Exercise » Each line from the one containing "without passing the" through the end of the records below must be repeated exactly, and no other line.

Saved data entries »
++++++++++

PR #193, opened 2015-06-18
Adds error message for list_user_permissions missing argument

### LINKED ISSUE #183: rabbitmqctl gives cryptic erlang error when list_user_permissions is missing arguments
Run `./scripts/rabbitmqctl list_user_permissions` without passing the `user` option

videlalvaro:
Fixes #183

### DIFF
--- a/src/rabbit_control_main.erl
+++ b/src/rabbit_control_main.erl
@@ -519,6 +519,9 @@ action(list_vhosts, Node, Args, _Opts, Inform, Timeout) ->
     display_info_list(call(Node, {rabbit_vhost, info_all, []}, Timeout),
                       ArgAtoms);
 
+action(list_user_permissions, _Node, _Args = [], _Opts, _Inform, _Timeout) ->
+    {error_string,
+     "list_user_permissions expects a username argument, but none provided."};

++++++++++

Solution to the exercise »
Run `./scripts/rabbitmqctl list_user_permissions` without passing the `user` option

videlalvaro:
Fixes #183

### DIFF
--- a/src/rabbit_control_main.erl
+++ b/src/rabbit_control_main.erl
@@ -519,6 +519,9 @@ action(list_vhosts, Node, Args, _Opts, Inform, Timeout) ->
     display_info_list(call(Node, {rabbit_vhost, info_all, []}, Timeout),
                       ArgAtoms);
 
+action(list_user_permissions, _Node, _Args = [], _Opts, _Inform, _Timeout) ->
+    {error_string,
+     "list_user_permissions expects a username argument, but none provided."};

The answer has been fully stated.